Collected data

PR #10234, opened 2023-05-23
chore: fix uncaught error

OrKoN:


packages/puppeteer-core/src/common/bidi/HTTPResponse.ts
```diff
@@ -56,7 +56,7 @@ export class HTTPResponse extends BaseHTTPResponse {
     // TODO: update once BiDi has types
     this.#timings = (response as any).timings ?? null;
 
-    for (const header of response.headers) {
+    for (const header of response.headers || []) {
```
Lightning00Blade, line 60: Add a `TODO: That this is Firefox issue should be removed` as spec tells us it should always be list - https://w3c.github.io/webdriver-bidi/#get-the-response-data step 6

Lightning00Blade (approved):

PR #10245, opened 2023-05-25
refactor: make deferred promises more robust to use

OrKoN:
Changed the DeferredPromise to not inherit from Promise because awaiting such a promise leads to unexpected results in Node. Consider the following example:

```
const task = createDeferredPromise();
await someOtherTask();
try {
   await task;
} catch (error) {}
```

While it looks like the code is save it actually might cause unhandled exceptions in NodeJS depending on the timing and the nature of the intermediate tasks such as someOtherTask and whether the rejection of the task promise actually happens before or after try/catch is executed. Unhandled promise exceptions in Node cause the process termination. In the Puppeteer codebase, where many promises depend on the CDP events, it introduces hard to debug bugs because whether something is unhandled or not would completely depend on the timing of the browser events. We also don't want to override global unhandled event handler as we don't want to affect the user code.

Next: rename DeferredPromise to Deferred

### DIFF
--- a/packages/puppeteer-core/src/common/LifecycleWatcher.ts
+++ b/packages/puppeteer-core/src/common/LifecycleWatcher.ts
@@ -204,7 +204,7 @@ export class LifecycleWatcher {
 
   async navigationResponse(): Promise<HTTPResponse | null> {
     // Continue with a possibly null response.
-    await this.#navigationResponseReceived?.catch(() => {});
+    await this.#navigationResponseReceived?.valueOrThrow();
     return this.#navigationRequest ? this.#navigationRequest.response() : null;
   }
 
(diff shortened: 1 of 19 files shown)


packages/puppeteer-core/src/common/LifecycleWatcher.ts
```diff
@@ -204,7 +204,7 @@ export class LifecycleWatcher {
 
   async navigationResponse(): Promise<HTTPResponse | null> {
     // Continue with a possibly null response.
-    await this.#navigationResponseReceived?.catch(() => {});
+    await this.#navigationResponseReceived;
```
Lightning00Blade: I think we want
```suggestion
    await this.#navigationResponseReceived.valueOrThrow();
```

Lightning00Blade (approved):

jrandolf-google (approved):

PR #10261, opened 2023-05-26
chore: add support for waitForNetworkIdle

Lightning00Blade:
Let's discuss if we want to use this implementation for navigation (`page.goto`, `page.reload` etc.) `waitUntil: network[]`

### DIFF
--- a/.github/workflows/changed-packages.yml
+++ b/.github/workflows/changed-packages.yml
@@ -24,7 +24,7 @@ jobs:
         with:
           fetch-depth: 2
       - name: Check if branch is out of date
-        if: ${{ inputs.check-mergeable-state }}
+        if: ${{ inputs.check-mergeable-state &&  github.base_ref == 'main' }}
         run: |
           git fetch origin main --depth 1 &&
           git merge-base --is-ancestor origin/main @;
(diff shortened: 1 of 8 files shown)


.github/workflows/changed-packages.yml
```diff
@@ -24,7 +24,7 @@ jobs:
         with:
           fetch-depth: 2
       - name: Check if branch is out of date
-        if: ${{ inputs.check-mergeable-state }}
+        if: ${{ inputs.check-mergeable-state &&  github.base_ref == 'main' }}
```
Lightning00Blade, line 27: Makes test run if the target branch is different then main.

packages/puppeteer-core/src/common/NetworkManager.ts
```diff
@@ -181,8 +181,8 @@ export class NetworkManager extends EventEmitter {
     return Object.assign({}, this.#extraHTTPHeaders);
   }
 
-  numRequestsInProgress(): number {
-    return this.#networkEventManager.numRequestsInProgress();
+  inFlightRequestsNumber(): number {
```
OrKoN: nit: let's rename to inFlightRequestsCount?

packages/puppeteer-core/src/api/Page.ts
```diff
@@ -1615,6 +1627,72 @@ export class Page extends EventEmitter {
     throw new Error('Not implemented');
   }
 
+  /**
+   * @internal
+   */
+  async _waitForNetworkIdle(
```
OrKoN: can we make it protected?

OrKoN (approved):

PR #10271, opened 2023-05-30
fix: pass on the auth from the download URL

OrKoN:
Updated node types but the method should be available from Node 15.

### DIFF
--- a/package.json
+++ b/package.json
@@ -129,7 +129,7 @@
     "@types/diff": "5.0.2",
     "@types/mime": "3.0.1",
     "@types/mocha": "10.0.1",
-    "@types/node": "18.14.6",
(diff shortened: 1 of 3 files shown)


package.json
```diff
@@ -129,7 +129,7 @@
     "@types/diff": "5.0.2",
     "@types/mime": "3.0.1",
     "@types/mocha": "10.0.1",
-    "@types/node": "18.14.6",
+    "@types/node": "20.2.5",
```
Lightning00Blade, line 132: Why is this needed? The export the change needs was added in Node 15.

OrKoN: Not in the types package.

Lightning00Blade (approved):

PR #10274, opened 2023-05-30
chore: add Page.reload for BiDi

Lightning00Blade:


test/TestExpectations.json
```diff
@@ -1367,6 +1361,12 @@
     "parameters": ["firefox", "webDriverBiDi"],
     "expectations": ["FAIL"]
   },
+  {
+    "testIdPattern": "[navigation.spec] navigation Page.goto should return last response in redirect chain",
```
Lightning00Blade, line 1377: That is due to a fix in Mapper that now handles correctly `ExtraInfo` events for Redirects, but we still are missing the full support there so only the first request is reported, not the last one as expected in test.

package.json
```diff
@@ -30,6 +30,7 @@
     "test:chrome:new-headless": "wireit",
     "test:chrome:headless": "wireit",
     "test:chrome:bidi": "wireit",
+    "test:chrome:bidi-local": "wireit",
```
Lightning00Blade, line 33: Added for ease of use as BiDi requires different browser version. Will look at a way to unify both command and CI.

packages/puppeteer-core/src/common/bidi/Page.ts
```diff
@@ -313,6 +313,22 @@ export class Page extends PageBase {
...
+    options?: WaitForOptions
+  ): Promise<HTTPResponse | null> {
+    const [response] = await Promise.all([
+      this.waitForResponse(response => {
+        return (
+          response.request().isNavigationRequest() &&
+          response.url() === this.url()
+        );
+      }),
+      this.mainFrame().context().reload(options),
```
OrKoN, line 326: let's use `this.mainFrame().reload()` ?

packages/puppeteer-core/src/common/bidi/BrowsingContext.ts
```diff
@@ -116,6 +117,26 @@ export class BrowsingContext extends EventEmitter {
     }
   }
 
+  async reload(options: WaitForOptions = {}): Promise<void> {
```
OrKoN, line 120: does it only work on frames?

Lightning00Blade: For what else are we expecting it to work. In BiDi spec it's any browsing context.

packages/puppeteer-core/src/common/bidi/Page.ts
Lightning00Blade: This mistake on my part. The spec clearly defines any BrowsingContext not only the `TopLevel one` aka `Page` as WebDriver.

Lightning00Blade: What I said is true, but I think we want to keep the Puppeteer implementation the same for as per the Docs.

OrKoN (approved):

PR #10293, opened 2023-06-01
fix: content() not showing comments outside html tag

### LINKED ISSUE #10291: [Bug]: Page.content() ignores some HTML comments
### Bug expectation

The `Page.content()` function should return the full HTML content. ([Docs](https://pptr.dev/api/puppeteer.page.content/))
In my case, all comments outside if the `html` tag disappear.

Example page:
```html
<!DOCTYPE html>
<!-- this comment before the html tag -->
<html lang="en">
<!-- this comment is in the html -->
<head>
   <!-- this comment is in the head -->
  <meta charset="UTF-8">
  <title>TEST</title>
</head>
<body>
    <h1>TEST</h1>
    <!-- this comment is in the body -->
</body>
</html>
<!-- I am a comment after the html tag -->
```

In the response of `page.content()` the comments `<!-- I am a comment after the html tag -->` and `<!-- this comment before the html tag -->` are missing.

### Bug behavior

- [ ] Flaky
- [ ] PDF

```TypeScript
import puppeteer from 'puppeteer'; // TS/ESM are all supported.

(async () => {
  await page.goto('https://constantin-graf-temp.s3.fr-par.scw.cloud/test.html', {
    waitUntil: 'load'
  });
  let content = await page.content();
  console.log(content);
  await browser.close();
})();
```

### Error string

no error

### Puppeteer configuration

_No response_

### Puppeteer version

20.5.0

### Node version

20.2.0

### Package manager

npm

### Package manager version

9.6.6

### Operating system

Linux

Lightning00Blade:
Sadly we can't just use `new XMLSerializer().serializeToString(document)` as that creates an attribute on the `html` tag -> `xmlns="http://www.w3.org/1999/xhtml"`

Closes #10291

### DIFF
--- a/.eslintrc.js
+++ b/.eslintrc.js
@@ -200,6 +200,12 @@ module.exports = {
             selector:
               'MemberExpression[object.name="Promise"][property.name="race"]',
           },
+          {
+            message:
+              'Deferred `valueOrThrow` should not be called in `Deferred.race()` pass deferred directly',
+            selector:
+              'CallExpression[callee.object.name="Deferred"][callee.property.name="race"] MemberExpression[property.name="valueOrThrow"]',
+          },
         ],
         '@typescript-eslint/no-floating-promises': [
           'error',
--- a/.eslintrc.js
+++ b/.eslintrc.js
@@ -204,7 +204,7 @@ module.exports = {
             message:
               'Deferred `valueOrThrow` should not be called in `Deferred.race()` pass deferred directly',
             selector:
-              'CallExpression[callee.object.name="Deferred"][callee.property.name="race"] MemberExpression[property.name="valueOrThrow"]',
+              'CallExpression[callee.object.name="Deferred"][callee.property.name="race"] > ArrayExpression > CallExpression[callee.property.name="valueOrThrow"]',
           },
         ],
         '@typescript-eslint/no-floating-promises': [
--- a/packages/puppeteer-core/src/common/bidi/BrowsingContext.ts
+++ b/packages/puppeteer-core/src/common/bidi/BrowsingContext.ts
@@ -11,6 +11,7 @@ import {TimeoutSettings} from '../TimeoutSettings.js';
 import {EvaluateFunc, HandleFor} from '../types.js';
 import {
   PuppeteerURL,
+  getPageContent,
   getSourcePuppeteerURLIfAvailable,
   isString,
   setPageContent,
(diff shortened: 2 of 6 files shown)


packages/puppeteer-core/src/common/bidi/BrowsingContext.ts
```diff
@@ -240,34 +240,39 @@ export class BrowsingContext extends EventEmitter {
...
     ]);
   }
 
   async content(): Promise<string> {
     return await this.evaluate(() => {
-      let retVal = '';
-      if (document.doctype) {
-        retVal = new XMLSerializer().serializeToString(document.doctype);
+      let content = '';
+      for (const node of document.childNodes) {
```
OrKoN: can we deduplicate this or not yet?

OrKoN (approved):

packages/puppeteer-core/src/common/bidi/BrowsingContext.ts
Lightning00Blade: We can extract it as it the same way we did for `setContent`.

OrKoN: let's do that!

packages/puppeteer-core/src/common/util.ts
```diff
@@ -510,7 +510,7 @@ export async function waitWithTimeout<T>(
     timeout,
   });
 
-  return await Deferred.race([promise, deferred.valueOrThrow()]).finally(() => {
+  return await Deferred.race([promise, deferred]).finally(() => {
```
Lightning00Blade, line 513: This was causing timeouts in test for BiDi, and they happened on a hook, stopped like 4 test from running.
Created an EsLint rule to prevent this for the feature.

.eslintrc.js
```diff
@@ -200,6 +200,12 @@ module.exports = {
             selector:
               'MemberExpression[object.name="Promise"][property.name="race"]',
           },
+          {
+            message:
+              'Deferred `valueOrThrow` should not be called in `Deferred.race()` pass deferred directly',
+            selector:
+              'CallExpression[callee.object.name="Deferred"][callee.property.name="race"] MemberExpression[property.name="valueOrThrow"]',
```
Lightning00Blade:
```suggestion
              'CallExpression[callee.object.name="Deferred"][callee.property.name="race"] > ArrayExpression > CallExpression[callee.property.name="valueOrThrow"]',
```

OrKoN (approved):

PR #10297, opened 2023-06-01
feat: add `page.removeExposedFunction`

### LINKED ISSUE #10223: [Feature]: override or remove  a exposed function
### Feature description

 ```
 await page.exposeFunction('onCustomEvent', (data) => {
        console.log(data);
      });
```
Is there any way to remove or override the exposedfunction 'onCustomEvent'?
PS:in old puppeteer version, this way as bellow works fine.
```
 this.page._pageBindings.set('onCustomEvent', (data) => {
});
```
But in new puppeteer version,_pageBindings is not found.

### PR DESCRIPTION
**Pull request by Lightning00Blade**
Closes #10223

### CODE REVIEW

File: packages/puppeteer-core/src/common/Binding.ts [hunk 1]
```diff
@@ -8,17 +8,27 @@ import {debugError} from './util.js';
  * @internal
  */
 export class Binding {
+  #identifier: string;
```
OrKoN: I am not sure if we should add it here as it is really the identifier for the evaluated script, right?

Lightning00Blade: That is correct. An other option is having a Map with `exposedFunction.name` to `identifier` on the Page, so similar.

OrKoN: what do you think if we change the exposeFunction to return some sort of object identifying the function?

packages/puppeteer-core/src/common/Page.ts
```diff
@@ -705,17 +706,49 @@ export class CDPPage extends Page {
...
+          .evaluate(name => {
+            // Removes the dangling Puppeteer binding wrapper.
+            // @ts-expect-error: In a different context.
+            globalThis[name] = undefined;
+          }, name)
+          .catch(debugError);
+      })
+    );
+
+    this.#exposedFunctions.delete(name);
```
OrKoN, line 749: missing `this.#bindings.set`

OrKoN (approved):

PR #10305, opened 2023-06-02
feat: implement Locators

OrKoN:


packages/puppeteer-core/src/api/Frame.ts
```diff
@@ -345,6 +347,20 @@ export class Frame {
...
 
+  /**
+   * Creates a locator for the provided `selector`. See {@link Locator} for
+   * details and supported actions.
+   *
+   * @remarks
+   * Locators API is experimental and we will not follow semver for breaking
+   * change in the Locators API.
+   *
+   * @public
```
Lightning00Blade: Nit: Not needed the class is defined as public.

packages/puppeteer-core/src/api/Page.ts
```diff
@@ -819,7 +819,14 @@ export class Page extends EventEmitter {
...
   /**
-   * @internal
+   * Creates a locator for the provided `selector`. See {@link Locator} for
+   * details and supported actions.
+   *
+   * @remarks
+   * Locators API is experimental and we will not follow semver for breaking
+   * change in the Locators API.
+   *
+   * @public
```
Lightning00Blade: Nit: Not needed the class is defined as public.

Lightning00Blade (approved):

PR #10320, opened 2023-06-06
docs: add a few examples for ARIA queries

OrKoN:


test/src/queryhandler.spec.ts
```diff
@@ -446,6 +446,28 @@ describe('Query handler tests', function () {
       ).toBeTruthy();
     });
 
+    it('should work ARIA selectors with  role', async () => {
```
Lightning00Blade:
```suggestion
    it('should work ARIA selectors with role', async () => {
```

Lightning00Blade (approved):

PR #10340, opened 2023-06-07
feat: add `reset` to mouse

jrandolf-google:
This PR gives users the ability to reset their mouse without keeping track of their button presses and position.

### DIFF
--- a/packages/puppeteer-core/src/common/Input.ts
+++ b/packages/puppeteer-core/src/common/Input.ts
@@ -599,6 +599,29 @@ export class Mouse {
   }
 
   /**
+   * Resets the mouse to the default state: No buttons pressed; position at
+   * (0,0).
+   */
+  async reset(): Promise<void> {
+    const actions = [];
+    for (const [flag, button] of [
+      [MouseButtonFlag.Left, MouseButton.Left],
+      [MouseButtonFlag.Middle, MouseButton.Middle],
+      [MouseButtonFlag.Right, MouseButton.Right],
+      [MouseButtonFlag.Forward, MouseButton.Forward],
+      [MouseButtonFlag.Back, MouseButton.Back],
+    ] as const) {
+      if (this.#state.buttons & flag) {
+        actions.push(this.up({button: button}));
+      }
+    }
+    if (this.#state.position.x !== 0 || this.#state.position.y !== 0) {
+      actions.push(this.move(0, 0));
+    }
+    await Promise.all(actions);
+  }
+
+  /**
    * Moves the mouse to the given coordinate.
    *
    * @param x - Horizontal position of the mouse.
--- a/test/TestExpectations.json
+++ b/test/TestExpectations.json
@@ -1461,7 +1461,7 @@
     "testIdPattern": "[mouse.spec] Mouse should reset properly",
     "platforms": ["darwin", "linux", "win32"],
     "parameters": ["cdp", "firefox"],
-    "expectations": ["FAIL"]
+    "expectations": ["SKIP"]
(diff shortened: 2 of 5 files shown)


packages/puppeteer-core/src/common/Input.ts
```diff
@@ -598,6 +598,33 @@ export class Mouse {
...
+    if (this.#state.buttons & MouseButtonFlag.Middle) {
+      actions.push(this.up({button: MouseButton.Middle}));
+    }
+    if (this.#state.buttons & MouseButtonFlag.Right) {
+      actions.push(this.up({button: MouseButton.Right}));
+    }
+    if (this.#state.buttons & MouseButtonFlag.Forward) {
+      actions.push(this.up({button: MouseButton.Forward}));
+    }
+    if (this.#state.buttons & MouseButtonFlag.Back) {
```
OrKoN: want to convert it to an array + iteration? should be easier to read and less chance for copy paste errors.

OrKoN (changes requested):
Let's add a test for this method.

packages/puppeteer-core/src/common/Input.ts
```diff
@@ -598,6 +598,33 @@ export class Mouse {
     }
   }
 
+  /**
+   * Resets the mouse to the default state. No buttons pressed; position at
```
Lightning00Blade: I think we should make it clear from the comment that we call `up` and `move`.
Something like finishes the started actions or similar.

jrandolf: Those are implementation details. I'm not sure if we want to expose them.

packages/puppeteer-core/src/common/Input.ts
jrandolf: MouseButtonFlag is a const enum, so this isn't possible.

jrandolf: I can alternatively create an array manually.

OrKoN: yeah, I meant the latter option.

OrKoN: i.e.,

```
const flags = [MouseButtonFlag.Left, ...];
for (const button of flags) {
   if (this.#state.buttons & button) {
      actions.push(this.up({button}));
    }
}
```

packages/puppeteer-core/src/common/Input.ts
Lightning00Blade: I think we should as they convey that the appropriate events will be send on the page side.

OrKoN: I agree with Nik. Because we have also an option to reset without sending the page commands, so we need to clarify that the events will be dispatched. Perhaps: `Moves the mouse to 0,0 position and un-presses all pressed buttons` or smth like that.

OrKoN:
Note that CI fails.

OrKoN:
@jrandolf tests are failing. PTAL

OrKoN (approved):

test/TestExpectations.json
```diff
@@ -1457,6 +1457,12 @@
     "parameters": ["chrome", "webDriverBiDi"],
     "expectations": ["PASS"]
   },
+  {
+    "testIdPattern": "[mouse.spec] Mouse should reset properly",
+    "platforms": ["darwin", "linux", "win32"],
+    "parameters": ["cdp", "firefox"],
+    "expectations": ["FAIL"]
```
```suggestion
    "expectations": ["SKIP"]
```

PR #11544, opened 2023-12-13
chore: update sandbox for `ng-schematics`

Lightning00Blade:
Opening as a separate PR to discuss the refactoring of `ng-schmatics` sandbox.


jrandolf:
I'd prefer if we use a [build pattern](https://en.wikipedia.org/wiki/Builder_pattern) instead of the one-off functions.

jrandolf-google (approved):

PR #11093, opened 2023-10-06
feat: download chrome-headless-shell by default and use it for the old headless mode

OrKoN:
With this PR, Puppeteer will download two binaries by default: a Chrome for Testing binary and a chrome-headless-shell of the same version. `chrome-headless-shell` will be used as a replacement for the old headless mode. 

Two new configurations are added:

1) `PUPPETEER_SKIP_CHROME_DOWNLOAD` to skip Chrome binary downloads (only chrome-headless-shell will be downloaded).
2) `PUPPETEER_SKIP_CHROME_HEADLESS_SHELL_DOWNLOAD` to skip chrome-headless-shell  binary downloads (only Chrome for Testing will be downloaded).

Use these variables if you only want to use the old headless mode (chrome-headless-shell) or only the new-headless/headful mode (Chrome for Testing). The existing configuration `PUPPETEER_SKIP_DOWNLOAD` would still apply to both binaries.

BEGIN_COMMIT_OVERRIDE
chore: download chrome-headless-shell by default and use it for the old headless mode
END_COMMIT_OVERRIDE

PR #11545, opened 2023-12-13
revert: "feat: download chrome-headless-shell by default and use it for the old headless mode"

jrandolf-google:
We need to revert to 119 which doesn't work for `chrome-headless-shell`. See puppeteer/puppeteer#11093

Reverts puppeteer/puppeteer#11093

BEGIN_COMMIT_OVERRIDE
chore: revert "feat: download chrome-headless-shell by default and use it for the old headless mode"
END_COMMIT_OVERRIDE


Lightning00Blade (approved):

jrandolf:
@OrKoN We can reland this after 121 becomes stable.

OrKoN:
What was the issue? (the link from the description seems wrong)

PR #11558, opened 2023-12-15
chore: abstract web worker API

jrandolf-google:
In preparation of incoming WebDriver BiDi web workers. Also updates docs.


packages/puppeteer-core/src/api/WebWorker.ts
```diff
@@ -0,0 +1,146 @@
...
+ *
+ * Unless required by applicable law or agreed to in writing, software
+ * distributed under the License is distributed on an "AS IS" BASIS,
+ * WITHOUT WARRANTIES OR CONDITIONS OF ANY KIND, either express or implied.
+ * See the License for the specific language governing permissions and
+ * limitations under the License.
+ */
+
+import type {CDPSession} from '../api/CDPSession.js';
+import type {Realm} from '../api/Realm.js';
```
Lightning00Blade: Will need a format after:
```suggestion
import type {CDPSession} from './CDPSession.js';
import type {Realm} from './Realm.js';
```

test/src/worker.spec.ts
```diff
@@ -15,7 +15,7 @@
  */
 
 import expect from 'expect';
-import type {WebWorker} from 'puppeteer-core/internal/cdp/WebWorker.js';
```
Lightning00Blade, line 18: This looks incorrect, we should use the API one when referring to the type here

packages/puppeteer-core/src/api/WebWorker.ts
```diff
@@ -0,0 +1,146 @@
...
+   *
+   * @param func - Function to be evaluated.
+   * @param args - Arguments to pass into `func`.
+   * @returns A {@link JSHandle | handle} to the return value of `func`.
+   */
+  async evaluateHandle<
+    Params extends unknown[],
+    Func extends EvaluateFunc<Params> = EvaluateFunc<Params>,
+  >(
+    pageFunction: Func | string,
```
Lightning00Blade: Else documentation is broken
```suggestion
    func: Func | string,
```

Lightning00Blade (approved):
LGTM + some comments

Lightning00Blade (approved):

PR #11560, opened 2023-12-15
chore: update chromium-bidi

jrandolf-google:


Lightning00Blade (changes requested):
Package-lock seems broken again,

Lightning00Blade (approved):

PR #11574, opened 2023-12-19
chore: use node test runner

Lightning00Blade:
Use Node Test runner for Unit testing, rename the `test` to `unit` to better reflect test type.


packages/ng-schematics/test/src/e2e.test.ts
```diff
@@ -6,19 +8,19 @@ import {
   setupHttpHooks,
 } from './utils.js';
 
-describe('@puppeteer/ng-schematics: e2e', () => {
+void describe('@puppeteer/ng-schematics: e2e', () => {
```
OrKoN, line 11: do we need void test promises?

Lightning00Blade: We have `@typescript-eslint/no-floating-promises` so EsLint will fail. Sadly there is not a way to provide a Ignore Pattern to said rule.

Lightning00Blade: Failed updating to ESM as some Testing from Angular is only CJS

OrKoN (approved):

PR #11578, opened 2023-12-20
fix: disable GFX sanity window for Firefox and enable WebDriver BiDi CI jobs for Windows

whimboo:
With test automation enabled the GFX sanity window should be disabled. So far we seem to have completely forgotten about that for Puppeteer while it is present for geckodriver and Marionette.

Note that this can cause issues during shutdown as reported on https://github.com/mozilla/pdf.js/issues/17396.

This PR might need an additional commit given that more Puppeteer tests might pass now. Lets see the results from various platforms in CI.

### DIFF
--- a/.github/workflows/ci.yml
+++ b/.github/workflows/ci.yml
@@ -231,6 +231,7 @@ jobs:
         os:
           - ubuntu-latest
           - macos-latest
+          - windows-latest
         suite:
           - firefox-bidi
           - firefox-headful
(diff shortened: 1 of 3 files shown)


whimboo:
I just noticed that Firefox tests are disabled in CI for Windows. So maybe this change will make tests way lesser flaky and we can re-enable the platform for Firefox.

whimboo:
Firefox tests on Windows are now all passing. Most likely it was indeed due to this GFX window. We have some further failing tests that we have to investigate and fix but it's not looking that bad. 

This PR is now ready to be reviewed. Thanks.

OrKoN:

● **Problem description**
Look through the entries above. Copy out every line holding the word "more".

● **Response below**
refactor: make deferred promises more robust to use
This PR might need an additional commit given that more Puppeteer tests might pass now. Lets see the results from various platforms in CI.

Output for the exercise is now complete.